→ Task objective:
Below are the records; pull every line that includes "shares".

------ Provided records

PR #1368, opened 2023-01-28
`fast_info` usability improvements

ValueRaider:
`fast_info` usability improvements:

- Add support camelCase dict keys, and officially support these, but secretly continue to also support snake_case keys
- Add `dict` functions `values()` and `items()`

### DIFF
--- a/tests/ticker.py
+++ b/tests/ticker.py
@@ -722,13 +722,16 @@ class TestTickerInfo(unittest.TestCase):
         key_rename_map["three_month_average_volume"] = "averageVolume"
 
         key_rename_map["market_cap"] = "marketCap"
-        key_rename_map["shares"] = "floatShares"
+        key_rename_map["shares"] = "sharesOutstanding"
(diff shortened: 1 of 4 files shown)


sanyearng:
I wasn't aware of the following dependency, but am posting here as FYI, as it surprised me:

I could not get Ticker.get_history_metadata() to function unless both a) Ticker.fast_info was first run; and additionally Ticker.fast_info.items() (for 0.2.9)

------------

→ Output of the task:
-        key_rename_map["shares"] = "floatShares"
+        key_rename_map["shares"] = "sharesOutstanding"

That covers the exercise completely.